第170回 シンセサイザープログラマー/プロデューサー 松武秀樹氏
インタビュー リレーインタビュー 2020年3月30日 12:00
今回の「Musicman’s RELAY」はSUGIZOさんのご紹介で、シンセサイザープログラマー・プロデューサー 松武秀樹さんの登場です。ジャズミュージシャンの父の影響で音楽と電気に惹かれた松武さんは、1970年の大阪万博で『スイッチト・オン・バッハ』を聴き、シンセサイザーに興味を持たれます。その後、20歳から冨田勲氏のアシスタントとして、“モーグ・シンセサイザー”による音楽制作を経験。独立後もモーグ・シンセサイザー・プログラマーの第一人者としてポップスからCM音楽まで、様々なジャンルのレコーディングに参加されます。

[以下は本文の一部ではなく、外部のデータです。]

PR #2296, opened 2024-02-23
Migrate from storage v7 to v8 on upgrade

frederikrothenberger:
This PR introduces an automatic migration from v7 to v8 on upgrade. Since the actual amount of work required for the migration is very small, it can all be handled in the `post_upgrade` hook.

It is safe to automatically upgrade to v8, because the current release (`release-2024-02-23 `) is already compatible with v8.

This PR will be followed-up with separate changes to clean-up the legacy code, once the migration is complete.


przydatek (approved):
LGTM, thanks!

PR #2298, opened 2024-02-23
Allow authenticating dapps to disable PIN auth

nmattia:
This extends the II authentication API (postMessage interface) to include a new boolean field `allowPinAuthentication`. When set to false (default being true) Internet Identity will not allow the user to authenticating to the dapp using a PIN identity, and will not allow the user to register using a PIN identity.

This field is marked as experimental in the spec for now.


demos/test-app/src/index.tsx
```diff
@@ -203,11 +206,16 @@ const init = async () => {
     const derivationOrigin =
       derivationOriginEl.value !== "" ? derivationOriginEl.value : undefined;
 
+    let allowPinAuthentication = allowPinAuthenticationEl.checked
```
nmattia, line 209: use `const`

src/frontend/src/components/displayError.ts
```diff
@@ -31,7 +33,11 @@ ${options.detail}</pre
       })}
 
       <div class="l-stack">
-        <button id="displayErrorPrimary" class="c-button c-button--primary">
+        <button
+          id="displayErrorPrimary"
+          data-error-code=${ifDefined(options.errorCode)}
```
lmuntaner, line 38: Is this related to disabling the PIN?

src/frontend/src/components/authenticateBox.ts
```diff
@@ -699,6 +720,7 @@ const useIdentityFlow = async <T, I>({
   | UnknownUser
   | ApiError
   | BadPin
+  | { kind: "pinNotAllowed" }
```
lmuntaner, line 723: Why not created a new type like `BadPin`?

src/frontend/src/test-e2e/flows.ts
```diff
@@ -104,19 +104,51 @@ export const FLOWS = {
...
+      pinAuthView.waitForDisplay().then(() => "pin_allowed" as const),
+      browser
+        .$('#errorContainer [data-error-code="pinNotAllowed"]')
+        .waitForDisplayed()
+        .then(() => "pin_disallowed" as const),
+    ]);
+    if (result === "pin_disallowed") {
+      return "pin_disallowed";
+    }
+    result satisfies "pin_allowed";
```
nmattia, line 128: Add a comment to explain what's happening

src/frontend/src/components/authenticateBox.ts
```diff
@@ -734,6 +756,11 @@ const useIdentityFlow = async <T, I>({
   }
   isValid satisfies "valid";
 
+  // if there is a PIN but allowPinAuth is false, then error out
```
lmuntaner, line 759: Where is the "PIN" in this function? Is it that `pinIdentityMaterial` is not nullish and `isValid` has `"valid"`?

lmuntaner: Could we also have checked this before checking the `isValid`?

lmuntaner (approved):
Thanks for sharing this!

I added some comments, but LGTM!

src/frontend/src/components/authenticateBox.ts
nmattia: Since they're all just type aliases it doesn't matter too much. Would you prefer having `PinNotAllowed`?

lmuntaner: No, I wanted to understand the patterns you use in the code.

src/frontend/src/components/authenticateBox.ts
nmattia: The flow first checks whether or not there's stored PIN material. If there's some, then it means the user is using a PIN and not webauthn. So if the PIN material exists (and is valid, i.e. not expired) then we check if PIN auth is allowed. It would not make sense to check if PIN auth is allowed because it's only relevant in case there PIN material exists.

Does this make sense?

src/frontend/src/components/displayError.ts
nmattia: It's related to the tests for disabling the PIN; I wanted to check that the error message shown was indeed that PIN auth is not allowed

src/frontend/src/components/authenticateBox.ts
lmuntaner: Ah, yes. Sorry, I got confused because I saw `isNullish(pinIdentityMaterial)` above, and I thought that was all the check needed.

I see that's just one exit in case there is no `pinIdentityMaterial`. But the user might still use a passkey even with a pin material.

peterpeterparker (approved):
LGTM, thx

marydwyer:
If it meets the request from @peterpeterparker, then it LGTM! Thanks!

PR #2300, opened 2024-02-23
Return information about authentication method

nmattia:
This adds a new field `authnMethod` to the auth API response. This field informs the authenticating dapp of which authentication method the user uesd: `passkey`, `pin` or `recovery`.

### DIFF
--- a/src/frontend/src/flows/authorize/postMessageInterface.ts
+++ b/src/frontend/src/flows/authorize/postMessageInterface.ts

特に1977年~1982年にかけてYMOの作品に参加、ワールド・ツアーを含めたライブにも帯同し、“第4のYMO”と呼ばれたのは誰もが知るところです。1981年には自身のユニットであるロジック・システムをスタートさせ、数多くのアルバムをリリース。また、日本シンセサイザープロフェッショナルアーツやMPNなど多くの音楽関連団体での活動を通じて、ミュージシャンやプログラマーの地位向上、よりよい環境作りに尽力され、4月からは京都のα-stationにて新番組「Logic Radio」をスタートさせる松武さんにシンセサイザーとの出会いから現在取り組まれているプロジェクトまで、じっくり伺いました。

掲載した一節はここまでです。